# Do I need a Flue Damper ??



## Mario N

I copied these pics from Jerry K's on your site. I have the exact wood stove. My question is, even though the stove has 2 adjustable dampers, do I still need a damper on the 6 inch flue pipe ? I have got many conflicting answers.


----------



## coaly

Welcome to the forum;
This was posted in the Fisher Forum, so I'll give you your own thread since it's not Fisher specific.

A flue damper is for controlling the chimney, which in turn affects the stove. Think of it as a throttle for the chimney.
Every stove requires a certain amount of draft created by chimney. The draft or rising hot gasses is what allows atmospheric air pressure to push air into the stove through the intakes. If the chimney flue is the same size as stove outlet and creates too much draft (very tall, or indoor chimney that stays hotter inside flue, or insulated that stays hot inside easily) you may need to decrease the draft with a damper. (A larger flue than stove outlet requires more heat since flue gasses cool as they expand, so the flow may not need to be slowed) The draft caused by chimney is decreased by the cap, screen at top if present, connector pipe diameter and length, Tee's or elbows and reducers. These all add resistance to the chimney, and a damper is a variable resistance to add more resistance when necessary. So no one can tell you where to run a damper or if it's needed without calculations that adds resistance in system and calculating the draft that will be created by chimney at a given temperature. The warmer it is outside, the more open it needs to be, the colder outside the more differential temperature from inside and outside flue and the stronger the draft, so you need to close it more. Weather conditions (high and low pressure areas) affect how much pressure you have pushing into stove, so the lower the pressure (also high altitude) the more open you need the damper. It actually affects the velocity rising up flue which in turn affects the stove by slowing the air coming in. Some (most?) know where to set it at a given time but many don't know why.

Flue dampers are required on double door stoves when burned with doors open and screen in place. The damper then becomes your only control to slow the fire. *It's good to have one on any stove* in case while loading you get a log stuck and can't shut the door right away while you fight it. By closing damper until smoke starts to roll in at top, then open slightly to allow smoke up you can slow the fire to make it more manageable.
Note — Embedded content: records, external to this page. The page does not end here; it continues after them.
PR #704, opened 2015-11-26
Erx framework embedding

markusstoll:
This fix automatically fixes the WebServerResources URL for embedded frameworks to be accessed via 

/WebServer/#Appname#.woa/Frameworks/...

the default all or nothing solution does not help when you only embed a part of your frameworks


fbarthez:
For me, this breaks the WebServerResources path in deployment. "MyApp.woa/Contents/Frameworks/Foo.framework" gets changed to "MyApp.woa/Frameworks/Foo.framework". Setting WOFrameworksBaseURL=/WebObjects/MyApp.woa/Contents/Frameworks has no effect.

markusstoll:
Hi, thanks for your feedback.

Do you use modified build scripts? In my build scripts (which I did not modify in this aspect) the MyApp.app bundle from the Application package contains the embedded frameworks in MyApp.woa/Contents/Frameworks, but in the WebServerResources package these are placed in MyApp.woa/Frameworks - so this behaviour is intentionally and seemed correct to me.

Could it be that you are using the MyApp-Application package for hosting the WebServerResources content? Or do we have different build scripts?

Regards, Markus

fbarthez:
Hi Markus, no modified build scripts, just standard maven. I could live with the change if at least WOFrameworksBaseURL were honored, but the way it is I have to take it all out to get a working deployment.

markusstoll:
Hi, giving WOFrameworksBaseURL higher prio might be a solution to this problem, I am just still trying to understand whats happening

fbarthez:
AFAICT on line 86 of ERXDeployedBundle, you set the base URL when the framework is embedded. Only if the framework is not embedded do you fall back to the WOFrameworksBaseURL.

markusstoll:
yes, because that was the point of this change, let me explain

with embedding only some of your frameworks, you have a problem, as WOFrameworksBaseURL can only override the location for  WebServerResources for ALL Frameworks. So my intention was to automatically take care of the path for embedded frameworks and treat installed frameworks the old way (with the option of changing the path for the latter using WOFrameworksBaseURL).

So as I see it, there are 2 options to approach this problem:
- get into details, why the WebServerResources package is different with your built
- add 2nd property (for example WOEmbeddedFrameworksBaseURL) that is able to override the path for embedded frameworks.

I would say, lets first find the root of the problem…

Markus

fbarthez:
Well, I've just created a new maven app from scratch and added some framework dependencies to it. It generates a webserver resources archive with a structure of "bar.woa/Contents/Frameworks/Ajax.framework". So this is the standard setup for everybody using maven. With maven, all frameworks are embedded by default.
I'd suggest to add a property by which to enable the special handling of embedded frameworks.

markusstoll:
Yes, if it is that way, we need a switch to toggle between these two build styles….. 
I rather would prefer to play around with this for myself.
can you supply such a mini test app with a maven build script (i have no maven experience)???

hprange:
@fbarthez did you make it work for you? I'm having the same issue after upgrading to Wonder 6.1.5.

@markusstoll looks like Wonder 6.1.5 is broken for Maven users. I see that you started a separate pull request [#727](https://github.com/wocommunity/wonder/pull/727) to handle that problem. However, it ended up closed. Am I missing something or is this still an open issue for Maven users? Is there any known workaround?

fbarthez:
I don't really remember any more… I think I just reverted the change to ERXDeployedBundle in my fork.

markusstoll:
Hi @hprange,

I recall writing to you at the time being about this issue because I was alien to maven deployment and a little clueless. However, in the mean time I learnt, that this issue is not only a problem with maven deployment. 

see this commit:
https://github.com/markusstoll/wonder/commit/2c03459b65fa66131914a615479861be3eb94ac4

which should explain the problem, unfortunately there is no automatic detecting of the proper deployment of web server resources. So my new approach would be to activate this using a property, with the property unset, the whole stuff behaves as did ever before.

If you agree, I will create a pull request from this

hprange:
Hi @markusstoll,

Sorry. I didn't see the e-mail you sent back in December. My bad.

Anyway, I tried your fix with a real application in our staging environment and I found some issues.

1) When leaving the `WOEmbeddedFrameworksPath` property unset, the base URL for embedded frameworks is `/WebObjects/my-app.woa/null`, which is wrong.

2) Frameworks aren't embedded as the result of Maven builds. I guess the same may happen for Ant builds. Why requiring users to set a property in that sense? Looks like a hack.

IMHO, the `WOEmbeddedFrameworksPath` property doesn't solve the real problem. The `ERXDeployedBundle` class determines if frameworks are embedded or not. In my scenario, the `isEmbeddedFramework` property is still set to `true` even though frameworks are not embedded. That is the real problem. And fixing it will make the solution work for you and for existing Maven users. We can fix the problem by just fixing the condition that determines if frameworks are embedded or not. I guess we have two options:

1) Fix that condition: `if(bundlePath().startsWith(NSBundle.mainBundle().bundlePath()))`.

Below are the values of bundle path in my environment.

**BundlePath**: /opt/Local/Library/WebObjects/Applications/my-app.woa/Contents/Resources/Java/my-package/my-app/my-app-core/1.0/my-app-core-1.0.jar
**MainBundlePath**: /opt/Local/Library/WebObjects/Applications/my-app.woa
**Is Embedded Framework**: true

What values do you have for bundle path in your environment? Can we use something else to determine if frameworks are embedded or not?

2) If we cannot figure out a better way to determine when frameworks are embedded or not, we can create a property to enable/disable  URL resolution for embedded frameworks.

In any case, if you want to keep the `WOEmbeddedFrameworksPath` property (which may be useful), I suggest you define a default value for this property (`Frameworks` or `Contents/Frameworks`).

markusstoll:
Hi @hprange,

thanks for your input. Before finding a fix, I need to understand the problems with maven builds, which I obviously still don't understand.

your example 

BundlePath: /opt/Local/Library/WebObjects/Applications/my-app.woa/Contents/Resources/Java/my-package/my-app/my-app-core/1.0/my-app-core-1.0.jar
MainBundlePath: /opt/Local/Library/WebObjects/Applications/my-app.woa
Is Embedded Framework: true


looks to me rather like the main bundle than a framework? With classical dev setup, the main bundle is not loaded as ERXDeployedBundle. So first I would like to understand what is happening here.

Markus

hprange:
@markusstoll `my-app-core` is a framework. Anyway, I should have selected a better example. Below is the same information for a resource inside ERExtensions.

**BundlePath**: /opt/Local/Library/WebObjects/Applications/my-app.woa/Contents/Resources/Java/wonder/core/ERExtensions/6.1.5/ERExtensions-6.1.5.jar
**MainBundlePath**: /opt/Local/Library/WebObjects/Applications/my-app.woa
**Is Embedded Framework**: true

You'll find when starting a fire with small kindling it may burn so fast it roars up the stack. Closing damper slowly until roar stops allows more heat to stay in stove to get the larger pieces burning. You could slow the kindling by decreasing air, but that is not to time to deprive the new fire of oxygen. This is providing you have the right size chimney that doesn't require an abnormal amount of heat.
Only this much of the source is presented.